Bu sıralamayı yaparken 1-Hastalığın gelişimini yerinde ve zamanında takip etmedi(!)
2-Sağlık için hijyen kurallarını açıklamada gecikti(!)
3-En önemlisi Pandemi ilan etmekte gecikti(!)
Oysa DSÖ'nün tüm işi ve dahası kuruluş nedeni sağlık idi.
Bilindiği gibi şimdilerde Çin, Batılı devletler tarafından “Salgını zamanında söylememekle” itham edilip trilyon dolarları bulan tazminat davaları açılıyor.
Halbuki SALGIN konusunda sorumluluk yönünden Çin’den aşağı kalmayan DSÖ hakkında Trump dışında kimse çıkıp da bir şey söylemiyor. Oysa DSÖ’nün Çin’den önce bu hastalığı dünyaya duyurması gerekirdi. Daha da ötesi DSÖ, koronayı Pandemi yani salgın olarak ilan etmekte de ne hikmetse geç kaldı!? (Sanki virüsün tüm kıtaları iyice sarması beklendi ondan sonra pandemi dendi) deniliyor
DSÖ en son yaptığı açıklamada da Çin’i savunacak tarzda açıklamalar yapıyor?

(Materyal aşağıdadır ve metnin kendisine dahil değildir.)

Issue #1611, opened 2020-05-08
Platform installation using 'ern platform install X' is broken 


LcTwisk:
Hey!

It's currently not possible to install a different version than latest available. 
Running, for example, `ern platform install v0.39.0` does create a folder in `~/.ern/versions` but it does not properly populate the node_modules folder.  Which results in the whole `~/.ern` directory to be discarded on the next run ([here](https://github.com/electrode-io/electrode-native/blob/889074ee62b6899690066ba3c2c9450591970e81/global-cli/src/index.js#L221)) because the `ern-local-cli` module is missing.

PR #1612, opened 2020-05-08
Fix platform installation

LcTwisk:
This fixes: https://github.com/electrode-io/electrode-native/issues/1611

**Root cause**
The `yarn add` command on [this](https://github.com/electrode-io/electrode-native/blob/889074ee62b6899690066ba3c2c9450591970e81/ern-core/src/Platform.ts#L118) line fails silently (but the `ern platform install` operation is marked as successful) because there's no `package.json` in the current folder.  

**Solution**
The initial platform version (the latest) is fetched correctly because it's an entirely different code path ([here](https://github.com/electrode-io/electrode-native/blob/889074ee62b6899690066ba3c2c9450591970e81/global-cli/src/index.js#L85)). For now I've just copied the relevant line but it might be even nicer to unify the platform installation code paths. However, I couldn't figure out what the best place would be. 
I thought of changing the implementation in `Platform.ts`, and import it in `global-cli/src/index.js` but `ern-core` isn't a dependency of `global-cli` at the moment.  Would it be OK to add this dependency?

Apart from this change, there are more differences between the platform-install implementations in `ern-core` and `global-cli`. The one in `global-cli` has some extra logic to support Windows machines, which the implementation in `Platform.ts` doesn't have. This probably means that the `ern platform install` command will still be broken for Windows users after this change is merged...

### DIFF
--- a/ern-core/src/Platform.ts
+++ b/ern-core/src/Platform.ts
@@ -110,10 +110,11 @@ export default class Platform {
     const pathToVersion = this.getRootPlatformVersionPath(version)
 
     try {
-      shell.mkdir('-p', path.join(pathToVersion, 'node_modules'))
+      shell.mkdir(pathToVersion)
       shell.pushd(pathToVersion)
       if (this.isYarnInstalled()) {
         // Favor yarn if it is installed as it will greatly speed up install
+        execSync(`yarn init --yes`, { cwd: pathToVersion })
         execSync(
           `yarn add ${ERN_LOCAL_CLI_PACKAGE}@${version} --exact --ignore-engines`,
           {
@@ -121,6 +122,7 @@ export default class Platform {
           }
         )
       } else {
+        execSync(`npm init --yes`, { cwd: pathToVersion })
         execSync(`npm install ${ERN_LOCAL_CLI_PACKAGE}@${version} --exact`, {
           cwd: pathToVersion,
         })
--- a/ern-core/test/Platform-test.ts
+++ b/ern-core/test/Platform-test.ts
@@ -218,11 +218,19 @@ describe('Platform', () => {
       expect(() => Platform.installPlatform('6.0.0')).to.throw
     })
 
-    it('should create complete directory hierarchy', () => {
+    it('should use yarn init to create a package.json', () => {
       Platform.installPlatform('3.0.0')
-      expect(
-        fs.existsSync(path.join(ernHomePath, 'versions/3.0.0/node_modules'))
-      ).true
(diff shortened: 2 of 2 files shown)


belemaire:
Thanks @LcTwisk :+1:

There is indeed a problem here in some context, that's a nice catch. If there is a `package.json` or `node_modules` somewhere in the parent tree, then it will run `yarn add` or `npm install` at this level. That's how `yarn add` / `npm install` work, if they don't find a package.json / node_modules in working directory they will crawl up the parent directories until they find one. If they find one they will add the package in this directory rather than the one from which the command was run. If they don't find one they will create the package.json/node_modules in current working directory.

There is a low probability of this happening when using default ERN_HOME (`~/.ern`) as it means that for it to fail this way, a package.json need to be present either in `~/` which is not a good thing. But if using a different ERN_HOME the probability is higher to have a package.json up the parent directory tree.

There is a more explicit way to make it work than manually creating a package.json / node_modules.
You could get rid of these two lines
 https://github.com/electrode-io/electrode-native/blob/057f69c21f955719e43db37c738ee6bd9626dbbb/ern-core/src/Platform.ts#L113-L114

And instead replace them by running  `yarn init --yes` / `npm init --yes` in the respective blocks before running `yarn add` / `npm install`. These two commands will create a default package.json automatically.

Would you be OK to update the code this way ?

Will go through your other comments later on today.

LcTwisk:
Sounds good to me! Would the same apply for: https://github.com/electrode-io/electrode-native/blob/057f69c21f955719e43db37c738ee6bd9626dbbb/global-cli/src/index.js#L84-L85 ?

belemaire:
Yes, would be good to do it there as well :)

LcTwisk:
Will keep the last one out of scope. The `global-cli` code doesn't seem to be called when running in dev mode, which makes it harder to verify if it works properly. Furthermore, I don't have access to a Windows machine so it would again be hard to verify.

belemaire:
Sure, that works :+1:
I do have access to Windows machine, so will do it as a follow up PR. Will also validate this PR on Windows.

friederbluemle:
Nice, thanks for your contributions @LcTwisk 🎉 

Can you quickly rebase your branch please?

Btw, I tried this on my Windows test PC, and it works! :+1:

LcTwisk:
Done!

friederbluemle:
The only thing I noticed is that `isYarnInstalled()` appears to have issue on Windows (returning false even if Yarn is installed). This results in the installer using npm. Not a huge issue and not in scope for this PR.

Açıklamada, virüsün laboratuvarda üretildiğine veya değiştirildiğine ilişkin bir kanıt bulunmadığını belirten DSÖ, " Bu virüs insanlar tarafından bir laboratuvarda yapılmadı ya da üzerinde oynanmadı." Diyor. Yani bir süredir Derin Amerikanın dillendirdiği “Bu virüs Wuhan’daki laboratuardan mı çıktı araştırıyoruz!” şeklindeki söylemlere cevap niteliğinde.
Burada Derin ABD’nin tezleri bir yana DSÖ ile Çin’in tezleri nasıl oluyor da örtüşüyor, veya daha da önemlisi NEDEN ÖRTÜŞÜYOR? Diye sormak lazım.
Cevabı anlamak için önce DSÖ genel direktörü hakkında basına düşen şu kısa bilgiye bakmakta fayda var:
“Tedros Adhonam Ghbreyesus, 2017'den beri Dünya Sağlık Örgütü Genel Direktörü olan Etiyopyalı politikacı, akademisyen ve kamu sağlığı otoritesidir. Etiyopya Hükümeti'nde 2005'ten 2012'ye kadar Sağlık Bakanı ve Dışişleri Bakanı olarak görev yaptı.”
Belki de düğümlerin çözüleceği nokta Ghbreyesus’un 2005-2012 tarihleri arasında yaptığı bir dizi anlaşma ve attığı imzalarla ilgilidir.
Ghbreyesus(Gebreysus) sağlık Bakanlığı döneminde, Junıor(Küçük) Rostchıld’e ait olduğu bilinen bazı şirketlerle 12 anlaşma imzalar.
Birçok gözlemci “Ne olduysa bundan sonra oldu, Gebereus önce Dış İşleri Bakanı sonra da DSÖ genel direktörü oldu!” diyor.
Gebereyus’un attığı imzalar ve yaptığı anlaşmalar basın için (şimdilik) bir sır.
Ancak DSÖ’nün de IMF gibi birçok resmi büyük organizasyonun “KÜRESELCİLER” denilen “AİLE” denilen yapıyla iç içe olduklarını bu konuları araştıran herkes rahatlıkla görebilir.
Bu aşamada Çin’in korunması, tazminat gibi konuların gündeme getirilmemesi noktasında tüm uluslar arası kuruluşların işbirliğiyle hareket edecekleri anlaşılıyor.